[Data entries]
PR #1466, opened 2021-06-17
Implemented CFL numbers in compositional solver

francoishamon:
This PR adds an option to compute the CFL numbers in `CompositionalMultiphaseFVM`. The calculation is based on the usual formulas (Hui Cao's thesis for 2-phase flow, Coats' paper for 3-phase flow). 

The immediate need is to run a weak scaling study at constant CFL number across refinement levels, but this will be useful more generally to know more about the time scales of our flow simulations.

Current status:
- [X] Component CFL numbers
- [X] Phase CFL numbers (2-phase flow)
- [X] Phase CFL numbers (3-phase flow)

Related to https://github.com/GEOSX/integratedTests/pull/138


src/coreComponents/physicsSolvers/fluidFlow/CompositionalMultiphaseFVMKernels.cpp
```diff
@@ -663,6 +663,339 @@ INST_FluxKernel( 5, FaceElementStencil );
...
+    real64 const mobility = phaseRelPerm[er_up][esr_up][ei_up][0][ip] / phaseVisc[er_up][esr_up][ei_up][0][ip];
+
+    // increment the phase (volumetric) outflux of the upstream cell
+    real64 const absPhaseFlux = fabs( dt * mobility * potGrad );
+    phaseOutflux[er_up][esr_up][ei_up][ip] += absPhaseFlux;
+
+    // increment the component (mass/molar) outflux of the upstream cell
+    for( localIndex ic = 0; ic < NC; ++ic )
+    {
+      compOutflux[er_up][esr_up][ei_up][ic] += phaseCompFrac[er_up][esr_up][ei_up][0][ip][ic]
```
klevzoff, line 747: Do these sums need to be atomic?

francoishamon: Yes! It is a mistake, I have not started testing this with threads yet. Thanks for the catch!

src/coreComponents/physicsSolvers/fluidFlow/CompositionalMultiphaseFVM.cpp
```diff
@@ -175,6 +175,110 @@ void CompositionalMultiphaseFVM::assembleFluxTerms( real64 const dt,
...
+                                        compOutflux,
+                                        localMaxPhaseCFLNumber,
+                                        localMaxCompCFLNumber );
+  } );
+
+  real64 const globalMaxPhaseCFLNumber = MpiWrapper::max( localMaxPhaseCFLNumber );
+  real64 const globalMaxCompCFLNumber = MpiWrapper::max( localMaxCompCFLNumber );
+
+  GEOSX_LOG_RANK_0( "Max phase CFL number: " << globalMaxPhaseCFLNumber );
+  GEOSX_LOG_RANK_0( "Max component CFL number: " << globalMaxCompCFLNumber );
```
klevzoff, line 279: Not sure if we want these logged at verbosity level 0 (which is normally just time stepping progress)... level 1 usually includes all the details of a time step. Although one could argue that this information is relevant to analyze time stepping behavior (cuts, etc.). Just something to consider.

Also, since we can have multiple physics solvers in a simulation, maybe consider prefixing this output with solver name:
```suggestion
  GEOSX_LOG_RANK_0( getName() << ": Max phase CFL number: " << globalMaxPhaseCFLNumber );
  GEOSX_LOG_RANK_0( getName() << ": Max component CFL number: " << globalMaxCompCFLNumber );
```

src/coreComponents/physicsSolvers/fluidFlow/CompositionalMultiphaseFVMKernels.cpp
```diff
@@ -663,6 +663,356 @@ INST_FluxKernel( 5, FaceElementStencil );
...
+                   real64 & phaseCFLNumber )
+{
+  // first, check which phases are mobile in the cell
+  real64 mob[NP]{};
+  localIndex mobilePhases[NP]{};
+  localIndex numMobilePhases = 0;
+  for( localIndex ip = 0; ip < NP; ++ip )
+  {
+    mob[ip] = phaseRelPerm[ip] / phaseVisc[ip];
+    if( mob[ip] > 1e-12 )
```
klevzoff, line 851: Maybe make it a class-level constant? It's not really used anywhere else, just tells the reader we consider this value somewhat important.
```c++
static constexpr real64 minPhaseMobility = 1e-12;
```

src/coreComponents/physicsSolvers/fluidFlow/CompositionalMultiphaseFVMKernels.cpp
```diff
@@ -663,6 +663,356 @@ INST_FluxKernel( 5, FaceElementStencil );
...
+                  arraySlice1d< real64 const > compOutflux,
+                  real64 & compCFLNumber )
+{
+
+
+  compCFLNumber = 0.0;
+  for( localIndex ic = 0; ic < NC; ++ic )
+  {
+    real64 const compMoles = compDens[ic] * poreVol;
+    if( compMoles > 1e-12 )
```
klevzoff, line 929: Same here I suppose. Also this threshold seems rather scale-dependent, I guess we could use component fraction as an "intrinsic" quantity to detect present components, which doesn't protect against near-zero pore volume, but that would be a problem for other reasons...

src/coreComponents/physicsSolvers/fluidFlow/CompositionalMultiphaseFVMKernels.cpp
```diff
@@ -663,6 +663,356 @@ INST_FluxKernel( 5, FaceElementStencil );
...
+          arrayView1d< real64 const > const & porosityRef,
+          arrayView2d< real64 const > const & pvMult,
+          arrayView2d< real64 const > const & compDens,
+          arrayView3d< real64 const > const & phaseRelPerm,
+          arrayView4d< real64 const > const & dPhaseRelPerm_dPhaseVolFrac,
+          arrayView3d< real64 const > const & phaseVisc,
+          arrayView2d< real64 const > const & phaseOutflux,
+          arrayView2d< real64 const > const & compOutflux,
+          real64 & maxPhaseCFLNumber,
+          real64 & maxCompCFLNumber )
```
klevzoff, line 954: Would it also be of interest to compute and _store_ cell-wise CFL (so one could plot and analyze it in post-processing over the entire mesh)?

src/coreComponents/physicsSolvers/fluidFlow/CompositionalMultiphaseFVMKernels.cpp
```diff
@@ -663,6 +663,356 @@ INST_FluxKernel( 5, FaceElementStencil );
...
+    computeCompCFL< NC >( poreVol,
+                          compDens[ei],
+                          compOutflux[ei],
+                          cellCompCFLNumber );
+    regionCompCFLNumber.max( cellCompCFLNumber );
+
+  } );
+
+  maxPhaseCFLNumber = LvArray::math::max( maxPhaseCFLNumber, regionPhaseCFLNumber.get() );
+  maxCompCFLNumber = LvArray::math::max( maxCompCFLNumber, regionCompCFLNumber.get() );
```
klevzoff, line 984: I'm not a big fan of in-out parameters, they are too easy to misuse (accidentally provide uninitialized value, expecting the function to overwrite it, and get garbage out). Maybe you could just return the subregion max CFL via `maxPhaseCFLNumber` and `maxCompCFLNumber` and have the calling code do the max over (sub)regions. It's a little more verbose (two extra local variables in the calling code), but the code is easier to reason about IMO, since looping over subregions and taking the max are both in one place.

klevzoff (approved):
LGTM, just minor nitpicks/suggestions

src/coreComponents/physicsSolvers/fluidFlow/CompositionalMultiphaseFVM.cpp
francoishamon: I agree, I added the `getName()` and I changed the log level to 1 for the CFL numbers.

src/coreComponents/physicsSolvers/fluidFlow/CompositionalMultiphaseFVMKernels.cpp
francoishamon: Yes it makes sense to try to visualize the map of CFL numbers, I added this option (cell-wise CFL numbers are now stored).

src/coreComponents/physicsSolvers/fluidFlow/CompositionalMultiphaseFVMKernels.cpp
francoishamon: Now I just return the subRegion max CFL and then the calling code takes the max over the subRegions. I made the same change in `calculateResidualNorm` for both `CompositionalMultiphaseFVM` and `CompositionalMultiphaseHybridFVM` to avoid the bug that I had introduced a few month ago by wrongly setting `localResidualNorm` to 0 for each subRegion.

src/coreComponents/physicsSolvers/fluidFlow/CompositionalMultiphaseFVMKernels.cpp
francoishamon: I added this class-level constant to check the zero mobilities.

src/coreComponents/physicsSolvers/fluidFlow/CompositionalMultiphaseFVMKernels.cpp
francoishamon: Now I check the component fraction and not anymore the moles of the components in this threshold, and I added a class-level constant as you suggest.

PR #1467, opened 2021-06-19
Add new cluster target and clean CI

TotoGaz:
Main purpose of this PR is to add TotalEnergies' cluster GPU Pecan, with automatic delivery (like already done for Pangea2).
This PR is related to PR https://github.com/GEOSX/thirdPartyLibs/pull/146 that builds the TPL Pecan look alike container.

To achieve the result, some refactoring was mandatory.

- It is now possible to select another `host-config` file in `.travis.yml`.
- A `host-config` file was developed (and validated) for _Pecan_.
- The usage of environmental variables is better centralized in `host-configs/environment.cmake` file. This file is now entirely responsible for transforming environment variables into `cmake` variables. It now allows `CUDA`.
- Improved management of linear algebra backend selection. `ENABLE_TRILINOS` and `ENABLE_HYPRE` **must** now be defined exclusively. Ambiguous selection result in an error (like both `ENABLE_TRILINOS=ON` and `ENABLE_HYPRE=ON`)

To be noted

- Same deployment code and pattern could be used for both Pangea2 and Pecan.
- Travis' targets have the same linear algebra backend as previously.
- Some weird error about `abs` in some unit test which had to be changed to `std::abs`. I do not know why...
- The build for Pecan is quite time consuming: _1h36_, like other `cuda` `release` builds. Maybe we could replace `Centos7.6_gcc8.3.1_cuda10.1.243_release` by Pecan since they do approximately the same compilation validation. Or maybe could we remove automatic builds for both Pangea and Pecan and only build them on request (a tag in the commit message when triggering the branch build on travis _e.g._?) @rrsettgast @joshua-white @joshua-white


host-configs/TOTAL/pecan.cmake
```diff
@@ -0,0 +1,47 @@
...
+  set(CMAKE_CUDA_HOST_COMPILER ${CMAKE_CXX_COMPILER} CACHE STRING "")
+  set(CMAKE_CUDA_COMPILER ${CUDA_TOOLKIT_ROOT_DIR}/bin/nvcc CACHE STRING "")
+  set(CUDA_ARCH sm_75 CACHE STRING "")
+  set(CMAKE_CUDA_STANDARD 14 CACHE STRING "")
+  ### The inclusion of -std=c++14 is a workaround for a cuda10/gcc8 bug ###
+  set(CMAKE_CUDA_FLAGS "-restrict -arch ${CUDA_ARCH} --expt-relaxed-constexpr --expt-extended-lambda -Werror cross-execution-space-call,reorder,deprecated-declarations -Xcompiler -std=c++14" CACHE STRING "")
+  set(CMAKE_CUDA_FLAGS_RELEASE "-O3 -DNDEBUG -Xcompiler -DNDEBUG -Xcompiler -O3" CACHE STRING "")
+  set(CMAKE_CUDA_FLAGS_RELWITHDEBINFO "-g -lineinfo ${CMAKE_CUDA_FLAGS_RELEASE}" CACHE STRING "")
+  set(CMAKE_CUDA_FLAGS_DEBUG "-g -G -O0 -Xcompiler -O0" CACHE STRING "")
+endif()
```
rrsettgast, line 29: ENABLE_HYPRE_CUDA ??

host-configs/environment.cmake
```diff
@@ -13,5 +13,59 @@ set(MPIEXEC_EXECUTABLE "$ENV{MPIEXEC}" CACHE PATH "" FORCE)
...
+
+  set(CUDA_ARCH "$ENV{CUDA_ARCH}" CACHE STRING "" FORCE)
+  if(NOT CUDA_ARCH)
+    set(CUDA_ARCH "sm_70" CACHE STRING "" FORCE)
+  endif()
+
+  set(ENABLE_HYPRE_CUDA "$ENV{ENABLE_HYPRE_CUDA}" CACHE BOOL "" FORCE)
+  if(NOT ENABLE_HYPRE_CUDA)
+    set(ENABLE_HYPRE_CUDA OFF CACHE BOOL "" FORCE)
+  endif()
```
rrsettgast, line 66: is this if block redundant

src/coreComponents/unitTests/virtualElementTests/testVirtualElementBase.cpp
```diff
@@ -40,7 +40,7 @@ static void checkIntegralMeanConsistency( VEMBASISDATATYPE const & basisData )
   {
     sum += basisFunctionsIntegralMean[iBasisFun];
   }
-  EXPECT_TRUE( abs( sum-1 ) < 1e-15 )
+  EXPECT_TRUE( std::abs( sum-1 ) < 1e-15 )
```
rrsettgast, line 43: is `std::abs` available in cuda? I want to say I had always used `fabs`.

rrsettgast (approved):

src/coreComponents/unitTests/virtualElementTests/testVirtualElementBase.cpp
corbett5: Use `LvArray::math::abs`, it's the best of both worlds.

host-configs/TOTAL/pecan.cmake
TotoGaz: What do you mean? I do not think that I understand.
Do you think that I should activate `HYPRE_CUDA` by default?

host-configs/environment.cmake
TotoGaz: Do you mean redundant w.r.t. the `if(ENABLE_CUDA)` it lives in?
I had seen that there was some special care about having `hypre` work with `CUDA`.
And this is what I wanted to reproduce here.

host-configs/TOTAL/pecan.cmake
rrsettgast: yes

host-configs/environment.cmake
TotoGaz: Here also, `ENABLE_HYPRE_CUDA` should be `ON` if we use `CUDA` and `HYPRE`, no need to check for the user input?

src/coreComponents/unitTests/virtualElementTests/testVirtualElementBase.cpp
TotoGaz: Done.

host-configs/TOTAL/pecan.cmake
TotoGaz: I've tested the compilation of `hypre` with `cuda` but it's not working on pecan...
But a more recent version of `hypre` is working.
I would like to have the pecan build like this and deal with the GPU stuff in another PR (maybe wait for `GEOSX` to update `hypre`).

Is it OK for you?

● Exercise brief: Please find each line in the records above that holds the word "which", and copy it.

● Result:
klevzoff, line 279: Not sure if we want these logged at verbosity level 0 (which is normally just time stepping progress)... level 1 usually includes all the details of a time step. Although one could argue that this information is relevant to analyze time stepping behavior (cuts, etc.). Just something to consider.
+  // first, check which phases are mobile in the cell
klevzoff, line 929: Same here I suppose. Also this threshold seems rather scale-dependent, I guess we could use component fraction as an "intrinsic" quantity to detect present components, which doesn't protect against near-zero pore volume, but that would be a problem for other reasons...
- Some weird error about `abs` in some unit test which had to be changed to `std::abs`. I do not know why...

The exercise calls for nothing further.